異端の作家にしてカルト・アイコン。その謎めいた実像に迫る「バロウズ」

異端の作家にしてカルト・アイコン。その謎めいた実像に迫る「バロウズ」1
異端の作家にしてカルト・アイコン。その謎めいた実像に迫る「バロウズ」2

提供:キネマ旬報

麻薬常用者の体験を綴った『ジャンキー』や猥褻文書として発禁騒ぎになった『裸のランチ』、さらには公開待機中の映画「クィア/QUEER」の原作書である『クィア』といった作品で知られる異端の作家ウィリアム・S・バロウズ。
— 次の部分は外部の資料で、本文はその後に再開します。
PR #3002, opened 2016-11-07
Make it possible to use relative links to recipe in workspace environment

### LINKED ISSUE #2769: Use relative link to recipe in workspace environment if possible
If recipe is stored in our storage we can convert link to relative. This will allow to not domain in our storage and change domain in future.

mshaposhnik:
### What does this PR do?
To ease data migration between domains, we should store local recipe links in a relative form. And when necessary, downloader should place current domain by itself.

Fixes #2769


skabashnyuk (approved):

wsmaster/che-core-api-machine/src/main/java/org/eclipse/che/api/machine/server/util/RecipeDownloader.java
```diff
@@ -65,9 +65,12 @@ public RecipeImpl getRecipe(MachineConfig machineConfig) throws MachineException
...
             // add user token to be able to download user's private recipe
-            final String apiEndPointHost = apiEndpoint.getHost();
-            final String host = targetUriBuilder.build().getHost();
-            if (apiEndPointHost.equals(host)) {
+            final URI recipeUri = targetUriBuilder.build();
+            if (!recipeUri.isAbsolute() && recipeUri.getHost() == null) {
+                targetUriBuilder.scheme(apiEndpoint.getScheme())
+                                .host(apiEndpoint.getHost())
+                                .port(apiEndpoint.getPort())
+                                .replacePath(apiEndpoint.getPath() + location);
```
garagatyi, line 73: Is it possible that api endpoint doesn't have trailing slash? In that case I suppose it would be better to use .replacePath().path()

wsmaster/che-core-api-machine/src/main/java/org/eclipse/che/api/machine/server/util/RecipeDownloader.java
```diff
@@ -105,9 +108,12 @@ public String getRecipe(String location) throws ServerException {
...
```
garagatyi, line 116: See above

voievodin (approved):

wsmaster/che-core-api-workspace/src/test/java/org/eclipse/che/api/environment/server/CheEnvironmentEngineTest.java
```diff
@@ -298,7 +296,7 @@ public void shouldSetDockerfileContentInsteadOfUrlIfUrlPointsToCheApiOnEnvironme
         // given
         EnvironmentImpl env = createEnv();
         String machineName = "machineWithDockerfileFromApi";
-        String additionalServiceComposeFilePart = "\n  " + machineName + ":\n    build:\n      context: " + API_ENDPOINT + "/recipe/12345";
```
garagatyi, line 301: I assume that your changes should not influence these tests

garagatyi (changes requested):

wsmaster/che-core-api-machine/src/main/java/org/eclipse/che/api/machine/server/util/RecipeDownloader.java
mshaposhnik: AFAIK api endpoint never contain trailing slash

wsmaster/che-core-api-workspace/src/test/java/org/eclipse/che/api/environment/server/CheEnvironmentEngineTest.java
mshaposhnik: I's due to regexp change in CheEnvironmentEngine.

wsmaster/che-core-api-machine/src/main/java/org/eclipse/che/api/machine/server/util/RecipeDownloader.java
garagatyi: ok

garagatyi (approved):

その謎に包まれた実像に迫ったドキュメンタリー「バロウズ」(1983)が、5月9日(金)よりヒューマントラストシネマ渋谷ほか全国で順次公開される(日本では1987年に封切られ、今回が初のリバイバル)。ハットとスーツをまとったバロウズを据えたメインビジュアルと、バロウズ作品の翻訳者として知られる山形浩生氏のコメントが到着した。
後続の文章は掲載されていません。